◆ **Directions for this task**:
Track down each line below containing the string "next" and copy it.

[[ Available data open ]]

Issue #1218, opened 2022-09-26
Real Panda Execution


williamshen-nz:
Just an issue to track todos for that so I can remember:

- [x] Move Panda in simulation to world origin (not completely necessary, just need table to be basically the same height as the robot)
- [x] LISDF Plan Executor server: https://github.com/williamshen-nz/panda-robot-server
- [x] Expose a panda client to predicators: https://github.com/williamshen-nz/panda-robot-client
- [x] Perception - determine best camera setup, probably need opencv if we just use aruco markers

williamshen-nz:
Panda Server and Client are implemented and working on the real robot. The server will also respect the duration in the commands of a LISDF Plan so we don't have to wait for it to take 2 minutes to go home.

So it seems like perception is the next thing to do, apart from making sure the plans we generate can be reliably executed.

williamshen-nz:
**Immediate next steps:**

- [ ] Recalibrate extrinsics of the two inward-facing cameras (to the robot)
- [ ] Capture multiple scenarios of the blocks, RGB + D
- [ ] Dump intrinsics, extrinsics and RGB-Ds into a folder
- [ ] Handover to Tom

Depending on how we want to process the images, we could use something like open3d (might be overkill) or just write our own methods.

tomsilver:
@williamshen-nz I guess we can close this?

williamshen-nz:
Yep! Will close

PR #1234, opened 2022-10-06
make rgb color part of block state

tomsilver:
as we move toward real world block stacking, we want to be able to consume a task specification that includes block colors (see #1218). the "right" way to handle this in our framework is to make color part of the block state. this PR investigates whether that will break things. in particular, we'll have to see whether any part of the learning pipeline overfits to color (predicate invention especially). if there is obvious performance degradation, we can hack around it by saving the correspondence between object and colors in the environment itself, but that is pretty ugly because objects vary per task.

### DIFF
--- a/predicators/envs/pybullet_blocks.py
+++ b/predicators/envs/pybullet_blocks.py
@@ -258,7 +258,7 @@ class PyBulletBlocksEnv(PyBulletEnv, BlocksEnv):
                 block_id, [bx, by, bz],
                 self._default_orn,
                 physicsClientId=self._physics_client_id)
-            # Update the block color.
+            # Update the block color. RGB values are between 0 and 1.
             r = state.get(block_obj, "color_r")
             g = state.get(block_obj, "color_g")
             b = state.get(block_obj, "color_b")
--- a/predicators/envs/pybullet_blocks.py
+++ b/predicators/envs/pybullet_blocks.py
@@ -258,6 +258,15 @@ class PyBulletBlocksEnv(PyBulletEnv, BlocksEnv):
                 block_id, [bx, by, bz],
                 self._default_orn,
                 physicsClientId=self._physics_client_id)
+            # Update the block color.
+            r = state.get(block_obj, "color_r")
+            g = state.get(block_obj, "color_g")
+            b = state.get(block_obj, "color_b")
+            color = (r, g, b, 1.0)  # alpha = 1.0
+            p.changeVisualShape(block_id,
+                                linkIndex=-1,
+                                rgbaColor=color,
+                                physicsClientId=self._physics_client_id)
 
         # For any blocks not involved, put them out of view.
         h = self.block_size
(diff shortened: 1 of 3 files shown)


tomsilver:
```
AGGREGATED DATA OVER SEEDS:
                                  NUM_TRAIN_TASKS    NUM_SOLVED AVG_NUM_PREDS AVG_TEST_TIME  AVG_NODES_CREATED     LEARNING_TIME  NUM_SEEDS
EXPERIMENT_ID                                                                                                                              
blocks-invent_allexclude             50.00 (0.00)  48.20 (1.83)   7.40 (1.20)   0.38 (0.14)  4091.08 (1865.47)  2000.84 (454.45)         10
blocks-nsrt_learning                 50.00 (0.00)  48.30 (1.85)   5.00 (0.00)   0.31 (0.11)  4045.78 (1869.73)      10.27 (0.85)         10
blocks-oracle                        50.00 (0.00)  49.70 (0.46)   5.00 (0.00)   0.27 (0.09)  3752.81 (1797.57)       0.00 (0.00)         10
pybullet_blocks-invent_allexclude    50.00 (0.00)  46.60 (2.76)   7.10 (1.22)   0.52 (0.18)  4066.03 (2238.76)  3271.68 (886.61)         10
pybullet_blocks-nsrt_learning        50.00 (0.00)  46.70 (2.83)   5.00 (0.00)   0.44 (0.12)  3864.49 (1826.47)      20.59 (1.82)         10
pybullet_blocks-oracle               50.00 (0.00)  49.60 (0.66)   5.00 (0.00)   0.40 (0.09)  3752.81 (1797.57)       0.00 (0.00)         10
```

so there is a noticeable decline in sampler learning for pybullet blocks. I think it's marginal enough that we should just move forward with this change.

predicators/envs/pybullet_blocks.py
```diff
@@ -258,6 +258,15 @@ def _reset_state(self, state: State) -> None:
                 block_id, [bx, by, bz],
                 self._default_orn,
                 physicsClientId=self._physics_client_id)
+            # Update the block color.
+            r = state.get(block_obj, "color_r")
+            g = state.get(block_obj, "color_g")
+            b = state.get(block_obj, "color_b")
+            color = (r, g, b, 1.0)  # alpha = 1.0
```
williamshen-nz, line 265: Default color is black? Should we just randomly sample colors if not specified them? 

Maybe we should enforce either none or all of rgb is specified?

williamshen-nz (approved):
Looks good - had 2 minor comments

predicators/envs/pybullet_blocks.py
williamshen-nz: Oops I was on my phone and not looking clearly and it looked like `state` was some dict.

Looks in structs and it makes more sense now.

williamshen-nz (approved):
:shipit:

[[ Available data closed ]]

◆ **Task response**:
So it seems like perception is the next thing to do, apart from making sure the plans we generate can be reliably executed.
**Immediate next steps:**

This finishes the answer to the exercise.